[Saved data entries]
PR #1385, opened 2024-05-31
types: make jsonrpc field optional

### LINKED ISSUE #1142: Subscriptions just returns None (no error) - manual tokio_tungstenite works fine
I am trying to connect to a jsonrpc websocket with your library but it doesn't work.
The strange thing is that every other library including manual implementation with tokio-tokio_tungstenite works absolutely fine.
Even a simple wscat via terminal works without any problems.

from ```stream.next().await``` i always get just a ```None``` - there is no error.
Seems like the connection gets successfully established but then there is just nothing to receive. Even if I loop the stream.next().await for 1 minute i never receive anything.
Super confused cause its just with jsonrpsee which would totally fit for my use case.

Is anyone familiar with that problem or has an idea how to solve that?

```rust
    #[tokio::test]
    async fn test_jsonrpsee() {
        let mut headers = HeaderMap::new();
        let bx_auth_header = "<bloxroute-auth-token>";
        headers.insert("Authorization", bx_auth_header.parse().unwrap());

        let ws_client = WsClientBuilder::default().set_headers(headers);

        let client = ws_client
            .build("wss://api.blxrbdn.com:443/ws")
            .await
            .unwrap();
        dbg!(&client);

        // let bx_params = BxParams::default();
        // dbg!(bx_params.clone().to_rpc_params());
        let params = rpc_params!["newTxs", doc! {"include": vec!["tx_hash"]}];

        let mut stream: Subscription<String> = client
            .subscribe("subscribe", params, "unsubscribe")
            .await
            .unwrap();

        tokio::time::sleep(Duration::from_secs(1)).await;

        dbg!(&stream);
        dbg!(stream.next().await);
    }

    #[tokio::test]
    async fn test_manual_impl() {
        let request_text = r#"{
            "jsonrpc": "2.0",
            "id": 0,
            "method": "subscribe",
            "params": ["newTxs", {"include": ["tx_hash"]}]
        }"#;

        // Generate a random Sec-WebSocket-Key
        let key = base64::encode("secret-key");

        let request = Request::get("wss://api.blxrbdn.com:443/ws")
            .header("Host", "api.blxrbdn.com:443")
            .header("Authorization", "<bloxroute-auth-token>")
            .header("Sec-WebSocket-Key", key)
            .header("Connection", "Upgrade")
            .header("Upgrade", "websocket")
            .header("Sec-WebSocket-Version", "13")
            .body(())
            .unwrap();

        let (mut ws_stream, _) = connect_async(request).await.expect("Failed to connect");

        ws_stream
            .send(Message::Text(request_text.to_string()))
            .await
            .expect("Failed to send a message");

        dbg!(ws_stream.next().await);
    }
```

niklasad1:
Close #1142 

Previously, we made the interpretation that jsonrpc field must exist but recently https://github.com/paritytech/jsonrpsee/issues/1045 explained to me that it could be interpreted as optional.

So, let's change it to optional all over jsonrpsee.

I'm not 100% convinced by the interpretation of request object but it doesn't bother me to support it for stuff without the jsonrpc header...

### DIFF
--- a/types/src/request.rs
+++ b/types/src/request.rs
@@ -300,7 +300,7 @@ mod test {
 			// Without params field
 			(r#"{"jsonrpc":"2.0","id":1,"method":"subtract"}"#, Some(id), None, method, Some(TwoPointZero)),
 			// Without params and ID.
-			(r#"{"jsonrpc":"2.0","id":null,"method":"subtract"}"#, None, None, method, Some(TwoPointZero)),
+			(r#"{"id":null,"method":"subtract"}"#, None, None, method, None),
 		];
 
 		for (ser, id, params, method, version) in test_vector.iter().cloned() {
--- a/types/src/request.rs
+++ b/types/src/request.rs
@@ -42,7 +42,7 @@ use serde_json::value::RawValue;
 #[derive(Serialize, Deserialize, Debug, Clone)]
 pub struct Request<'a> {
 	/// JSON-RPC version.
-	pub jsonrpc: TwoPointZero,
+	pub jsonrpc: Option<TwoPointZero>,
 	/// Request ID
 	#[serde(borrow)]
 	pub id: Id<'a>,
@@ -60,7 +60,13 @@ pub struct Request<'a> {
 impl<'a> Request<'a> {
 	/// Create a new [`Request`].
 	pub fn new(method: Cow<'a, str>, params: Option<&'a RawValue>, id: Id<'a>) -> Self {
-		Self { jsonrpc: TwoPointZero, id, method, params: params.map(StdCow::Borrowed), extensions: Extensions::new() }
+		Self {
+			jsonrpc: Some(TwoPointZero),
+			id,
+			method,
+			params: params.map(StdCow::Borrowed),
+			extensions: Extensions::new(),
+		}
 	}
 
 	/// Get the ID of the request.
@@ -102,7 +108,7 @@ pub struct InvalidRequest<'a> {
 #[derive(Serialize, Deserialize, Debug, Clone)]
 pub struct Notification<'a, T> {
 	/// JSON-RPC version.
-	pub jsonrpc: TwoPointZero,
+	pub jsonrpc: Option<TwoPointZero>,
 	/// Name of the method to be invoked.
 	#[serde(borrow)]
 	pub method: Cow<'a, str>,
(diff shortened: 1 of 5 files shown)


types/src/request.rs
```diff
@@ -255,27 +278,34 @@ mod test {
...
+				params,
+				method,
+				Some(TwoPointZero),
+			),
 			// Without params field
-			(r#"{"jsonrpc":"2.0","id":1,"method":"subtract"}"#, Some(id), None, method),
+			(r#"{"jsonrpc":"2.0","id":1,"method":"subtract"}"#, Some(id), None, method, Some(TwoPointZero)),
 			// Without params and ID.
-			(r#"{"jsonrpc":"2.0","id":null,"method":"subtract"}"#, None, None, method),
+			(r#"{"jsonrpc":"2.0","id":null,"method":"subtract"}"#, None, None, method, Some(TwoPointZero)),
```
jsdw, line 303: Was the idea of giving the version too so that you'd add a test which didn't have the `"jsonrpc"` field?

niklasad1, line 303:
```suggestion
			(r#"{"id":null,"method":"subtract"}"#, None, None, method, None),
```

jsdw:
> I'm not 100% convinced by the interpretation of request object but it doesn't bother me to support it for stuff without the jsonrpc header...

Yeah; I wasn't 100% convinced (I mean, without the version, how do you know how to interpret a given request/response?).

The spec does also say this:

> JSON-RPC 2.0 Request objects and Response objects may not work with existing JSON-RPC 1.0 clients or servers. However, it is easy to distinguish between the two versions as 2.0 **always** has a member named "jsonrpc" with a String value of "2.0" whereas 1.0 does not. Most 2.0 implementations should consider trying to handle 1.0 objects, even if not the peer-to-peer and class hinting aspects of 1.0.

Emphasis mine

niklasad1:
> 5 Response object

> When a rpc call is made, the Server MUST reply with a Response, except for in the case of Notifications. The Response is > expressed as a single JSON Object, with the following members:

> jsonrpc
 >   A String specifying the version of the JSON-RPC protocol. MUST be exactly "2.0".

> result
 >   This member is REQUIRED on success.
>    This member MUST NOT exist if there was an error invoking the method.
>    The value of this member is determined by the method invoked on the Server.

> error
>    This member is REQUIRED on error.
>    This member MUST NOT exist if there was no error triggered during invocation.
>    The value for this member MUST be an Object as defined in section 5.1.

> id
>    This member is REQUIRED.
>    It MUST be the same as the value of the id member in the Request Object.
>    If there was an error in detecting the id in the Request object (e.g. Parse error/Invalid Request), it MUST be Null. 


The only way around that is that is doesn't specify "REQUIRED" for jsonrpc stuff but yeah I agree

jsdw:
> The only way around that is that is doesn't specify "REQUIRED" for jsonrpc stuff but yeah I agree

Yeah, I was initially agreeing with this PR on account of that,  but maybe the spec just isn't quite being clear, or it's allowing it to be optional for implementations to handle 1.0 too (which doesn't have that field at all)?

Exercise directions:
For this exercise, return every line from the data that holds the string "headers".

Expected output:
        let mut headers = HeaderMap::new();
        headers.insert("Authorization", bx_auth_header.parse().unwrap());
        let ws_client = WsClientBuilder::default().set_headers(headers);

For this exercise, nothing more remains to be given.